PR #2825, opened 2021-10-30
feat(macOS): Add `AppHandle::show()` and `AppHandle::hide()`

probablykasper:

- [ ] Bugfix
- [x] Feature
- [ ] Docs
- [ ] New Binding Issue #___
- [ ] Code style update
- [ ] Refactor
- [ ] Build-related changes
- [ ] Other, please describe:

- [ ] Yes. Issue #___
- [x] No

**Other information:**
Exposes macOS-only `show_application` and `hide_application` from tao.


.changes/mac-app-hide.md
```diff
@@ -0,0 +1,7 @@
+---
+"tauri-runtime-wry": minor
+"tauri-runtime": minor
+"tauri": minor
+---
+
+Add `AppHandle::hide()` for hiding the entire application on macOS
```
amrbashir: what about `AppHandle::show()` and `AppHandle::hide_others` ? I believe you add them to tao, right ?

probablykasper: Wasn't planning on adding `show` in this PR, but I'll go for it. They're all in tao already, yeah.

I don't really think it's worth adding `hide_others` though

amrbashir: I think you should add it, you never know if someone will need it.

probablykasper: I could, but not sure I want the method to be there if it might never even be used, not even Electron has that one. Maybe that's a weird concern though?

amrbashir: we don't need to be electron and we already expose it in TAO and this is just simply forwarding it so I don't see a reason why not.

probablykasper: Just so there's not a bunch of unused methods to sift through to find what you want. I'm not mentioning Electron because Tauri needs to be like it. Electron has hundreds of thousands of users, so if Electron is missing a simple feature, it's a good indication that nobody wants it. Either way, it's not a big deal, can add it if you still think it should be.

amrbashir: I don't have a strong opinion about it, do what you feel is right.

probablykasper: Then I'll leave it out for now. Also, added `show`.

probablykasper:
@amrbashir Any idea why the `build-artifacts` action is failing, or how to go about fixing it? The `EventLoopWindowTargetExtMacOS` trait is imported, and `app_handle.show()` does work when I run `tauri dev`.
```
error[E0599]: no method named `show_application` found for reference `&EventLoopWindowTarget<Message>` in the current scope
    --> /Users/runner/work/tauri/tauri/core/tauri-runtime-wry/src/lib.rs:1952:20
     |
1952 |         event_loop.show_application();
     |                    ^^^^^^^^^^^^^^^^ method not found in `&EventLoopWindowTarget<Message>`
```

amrbashir:
don't know really, but I think the updater-test-artifacts workflow has been broken for a while. @lucasfernog might have a better idea.

probablykasper:
@amrbashir @lucasfernog either of you wanna give this one a look so it can be merged?

lucasfernog:
> @amrbashir @lucasfernog either of you wanna give this one a look so it can be merged?

I think this one will need to wait for v2.

probablykasper:
Opened PR https://github.com/tauri-apps/tauri/pull/3689 instead, from a different branch

PR #2883, opened 2021-11-13
fix(cli.rs): terminate the beforeDevCommand, closes #2794

### LINKED ISSUE #2794: `beforeDevCommand` is not killed on app exit
### **Describe the bug**
Closing the `tauri dev` app window doesn't close the dev server started with `beforeDevCommand` (confirmed using the `create-react-app` template for `create-tauri-app`)

### **To Reproduce**
1. Create an app using `create-react-app` template
2. Run `tauri dev`
3. Close the app window using the `x` button or alt + f4
4. Run `tauri dev` again. 

### **Expected behavior**
The dev server should be gracefully shut down when the app is closed.

lucasfernog:

- [x] Bugfix
- [ ] Feature
- [ ] Docs
- [ ] New Binding Issue #___
- [ ] Code style update
- [ ] Refactor
- [ ] Build-related changes
- [ ] Other, please describe:

- [ ] Yes. Issue #___
- [ ] No

**Other information:**


amrbashir:
steps I took to produce the issue or at least one of them: 
1. create a svelte project using `create-tauri-app`
2. run `tauri dev`
3. wait only until the svelte devServer is up and before the tauri window is shown then use `Ctrl+C` to terminate the process. 

results: 
- before this PR, the `tauri dev` process exists but it doesn't terminate the `devServer` of svelte and you can't use this terminal session anymore.
- after this PR, using `Ctrl+C` doesn't terminate the process, it instead hangs, sometimes indefinitely and sometimes until the tauri window appears but when that happens the devServer of svelte is killed.

probablykasper:
@amrbashir Could be this:
- https://github.com/sveltejs/template/issues/243

amrbashir:
yeah I think it is related, I talked about it in [discord](https://discord.com/channels/616186924390023171/731495105034321962/901043111332032512) before.

amrbashir:
This issue is driving me crazy, I managed to reproduce it with `vite` in #2998. Same steps, wait for `vite` devServer to run, press `Ctrl+C`, `tauri dev`process is terminated but not `vite` process and the terminal session is unusable.

amrbashir:
A bit of an update, in svelte official template, I found out that they are using `ignore` instead of `inherit` https://github.com/sveltejs/template/blob/4fd09c2a191b017ca9eb9cb9921fa873e95f44b4/rollup.config.js#L21

Switching it to `inherit` doesn't fix the whole issue but at least `Ctrl+C` terminates it properly.

lucasfernog:
@probablykasper can you still reproduce this issue? I couldn't after a lot of attempts.

FabianLars (dismissed):
Seems to work wonderfully on windows 🥳

probablykasper:
@lucasfernog Yes. Tried running `create-react-app` with the Svelte template, then ran `npm run tauri dev` and closed the window it opened. The `npm run tauri dev` command exits, but the `node` process is left running

lucasfernog:
I tried the same steps but I couldn't reproduce it.

probablykasper:
Unable to reproduce it both with this PR and without?

probablykasper:
Screen recording:
https://user-images.githubusercontent.com/11315492/159995391-4316158f-be50-4f8b-b986-fe4cead80886.mp4

lucasfernog:
Looks like we need a better script to kill child processes on Unix (currently `kill -TERM -P {pid}`).

probablykasper:
I don't think there's a better way to do it than that. As long as `SIGTERM` is actually called on the child process, then it should be a bug in the child process if it's not doing what it's told

Best bet might be to instead use a different Svelte template in `create-tauri-app`

lucasfernog:
Yeah but I think we can fix this on our end, I'm testing atm.

lucasfernog:
@probablykasper try again, it works now!

tooling/cli/scripts/kill-children.sh
```diff
@@ -0,0 +1,10 @@
+function getcpid() {
+    cpids=`pgrep -P $1|xargs`
+    for cpid in $cpids;
+    do
+        echo "$cpid"
+        getcpid $cpid
+    done
+}
+
+kill -9 $(getcpid $1)
```
probablykasper: The change is you're calling 9 (SIGKILL) instead of SIGTERM, right? I'm not sure that's a great idea :/

lucasfernog: Let me try with SIGTERM again

lucasfernog: hmm I think there's no other way, either we leave Svelte users with this super annoying bug or we use SIGKILL

probablykasper: I wouldn't want to risk using SIGKILL, could have some rough consequences since it takes away processes' ability to shut down properly :/

As Amr pointed out, the Svelte template might just be spawning it's child process incorrectly

lucasfernog: i'll just revert it, maybe there's a place for us to document it

PR #2916, opened 2021-11-17
Update integration.md

rdwnsjjd:
I think it is better


FabianLars:
_This was written for the first PR, but i wasn't fast enough_
1) That's the wrong branch. Should be `next`. The one you corrected isn't deployed on tauri.studio.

···

=== What is being asked ===
Would you set the entries down again, exactly as they were written?

=== Output ===
PR #2825, opened 2021-10-30
feat(macOS): Add `AppHandle::show()` and `AppHandle::hide()`

probablykasper:

- [ ] Bugfix
- [x] Feature
- [ ] Docs
- [ ] New Binding Issue #___
- [ ] Code style update
- [ ] Refactor
- [ ] Build-related changes
- [ ] Other, please describe:

- [ ] Yes. Issue #___
- [x] No

**Other information:**
Exposes macOS-only `show_application` and `hide_application` from tao.


.changes/mac-app-hide.md
```diff
@@ -0,0 +1,7 @@
+---
+"tauri-runtime-wry": minor
+"tauri-runtime": minor
+"tauri": minor
+---
+
+Add `AppHandle::hide()` for hiding the entire application on macOS
```
amrbashir: what about `AppHandle::show()` and `AppHandle::hide_others` ? I believe you add them to tao, right ?

probablykasper: Wasn't planning on adding `show` in this PR, but I'll go for it. They're all in tao already, yeah.

I don't really think it's worth adding `hide_others` though

amrbashir: I think you should add it, you never know if someone will need it.

probablykasper: I could, but not sure I want the method to be there if it might never even be used, not even Electron has that one. Maybe that's a weird concern though?

amrbashir: we don't need to be electron and we already expose it in TAO and this is just simply forwarding it so I don't see a reason why not.

probablykasper: Just so there's not a bunch of unused methods to sift through to find what you want. I'm not mentioning Electron because Tauri needs to be like it. Electron has hundreds of thousands of users, so if Electron is missing a simple feature, it's a good indication that nobody wants it. Either way, it's not a big deal, can add it if you still think it should be.

amrbashir: I don't have a strong opinion about it, do what you feel is right.

probablykasper: Then I'll leave it out for now. Also, added `show`.

probablykasper:
@amrbashir Any idea why the `build-artifacts` action is failing, or how to go about fixing it? The `EventLoopWindowTargetExtMacOS` trait is imported, and `app_handle.show()` does work when I run `tauri dev`.
```
error[E0599]: no method named `show_application` found for reference `&EventLoopWindowTarget<Message>` in the current scope
    --> /Users/runner/work/tauri/tauri/core/tauri-runtime-wry/src/lib.rs:1952:20
     |
1952 |         event_loop.show_application();
     |                    ^^^^^^^^^^^^^^^^ method not found in `&EventLoopWindowTarget<Message>`
```

amrbashir:
don't know really, but I think the updater-test-artifacts workflow has been broken for a while. @lucasfernog might have a better idea.

probablykasper:
@amrbashir @lucasfernog either of you wanna give this one a look so it can be merged?

lucasfernog:
> @amrbashir @lucasfernog either of you wanna give this one a look so it can be merged?

I think this one will need to wait for v2.

probablykasper:
Opened PR https://github.com/tauri-apps/tauri/pull/3689 instead, from a different branch

PR #2883, opened 2021-11-13
fix(cli.rs): terminate the beforeDevCommand, closes #2794

### LINKED ISSUE #2794: `beforeDevCommand` is not killed on app exit
### **Describe the bug**
Closing the `tauri dev` app window doesn't close the dev server started with `beforeDevCommand` (confirmed using the `create-react-app` template for `create-tauri-app`)

### **To Reproduce**
1. Create an app using `create-react-app` template
2. Run `tauri dev`
3. Close the app window using the `x` button or alt + f4
4. Run `tauri dev` again. 

### **Expected behavior**
The dev server should be gracefully shut down when the app is closed.

lucasfernog:

- [x] Bugfix
- [ ] Feature
- [ ] Docs
- [ ] New Binding Issue #___
- [ ] Code style update
- [ ] Refactor
- [ ] Build-related changes
- [ ] Other, please describe:

- [ ] Yes. Issue #___
- [ ] No

**Other information:**


amrbashir:
steps I took to produce the issue or at least one of them: 
1. create a svelte project using `create-tauri-app`
2. run `tauri dev`
3. wait only until the svelte devServer is up and before the tauri window is shown then use `Ctrl+C` to terminate the process. 

results: 
- before this PR, the `tauri dev` process exists but it doesn't terminate the `devServer` of svelte and you can't use this terminal session anymore.
- after this PR, using `Ctrl+C` doesn't terminate the process, it instead hangs, sometimes indefinitely and sometimes until the tauri window appears but when that happens the devServer of svelte is killed.

probablykasper:
@amrbashir Could be this:
- https://github.com/sveltejs/template/issues/243

amrbashir:
yeah I think it is related, I talked about it in [discord](https://discord.com/channels/616186924390023171/731495105034321962/901043111332032512) before.

amrbashir:
This issue is driving me crazy, I managed to reproduce it with `vite` in #2998. Same steps, wait for `vite` devServer to run, press `Ctrl+C`, `tauri dev`process is terminated but not `vite` process and the terminal session is unusable.

amrbashir:
A bit of an update, in svelte official template, I found out that they are using `ignore` instead of `inherit` https://github.com/sveltejs/template/blob/4fd09c2a191b017ca9eb9cb9921fa873e95f44b4/rollup.config.js#L21

Switching it to `inherit` doesn't fix the whole issue but at least `Ctrl+C` terminates it properly.

lucasfernog:
@probablykasper can you still reproduce this issue? I couldn't after a lot of attempts.

FabianLars (dismissed):
Seems to work wonderfully on windows 🥳

probablykasper:
@lucasfernog Yes. Tried running `create-react-app` with the Svelte template, then ran `npm run tauri dev` and closed the window it opened. The `npm run tauri dev` command exits, but the `node` process is left running

lucasfernog:
I tried the same steps but I couldn't reproduce it.

probablykasper:
Unable to reproduce it both with this PR and without?

probablykasper:
Screen recording:
https://user-images.githubusercontent.com/11315492/159995391-4316158f-be50-4f8b-b986-fe4cead80886.mp4

lucasfernog:
Looks like we need a better script to kill child processes on Unix (currently `kill -TERM -P {pid}`).

probablykasper:
I don't think there's a better way to do it than that. As long as `SIGTERM` is actually called on the child process, then it should be a bug in the child process if it's not doing what it's told

Best bet might be to instead use a different Svelte template in `create-tauri-app`

lucasfernog:
Yeah but I think we can fix this on our end, I'm testing atm.

lucasfernog:
@probablykasper try again, it works now!

tooling/cli/scripts/kill-children.sh
```diff
@@ -0,0 +1,10 @@
+function getcpid() {
+    cpids=`pgrep -P $1|xargs`
+    for cpid in $cpids;
+    do
+        echo "$cpid"
+        getcpid $cpid
+    done
+}
+
+kill -9 $(getcpid $1)
```
probablykasper: The change is you're calling 9 (SIGKILL) instead of SIGTERM, right? I'm not sure that's a great idea :/

lucasfernog: Let me try with SIGTERM again

lucasfernog: hmm I think there's no other way, either we leave Svelte users with this super annoying bug or we use SIGKILL

probablykasper: I wouldn't want to risk using SIGKILL, could have some rough consequences since it takes away processes' ability to shut down properly :/

As Amr pointed out, the Svelte template might just be spawning it's child process incorrectly

lucasfernog: i'll just revert it, maybe there's a place for us to document it

PR #2916, opened 2021-11-17
Update integration.md

rdwnsjjd:
I think it is better


FabianLars:
_This was written for the first PR, but i wasn't fast enough_
1) That's the wrong branch. Should be `next`. The one you corrected isn't deployed on tauri.studio.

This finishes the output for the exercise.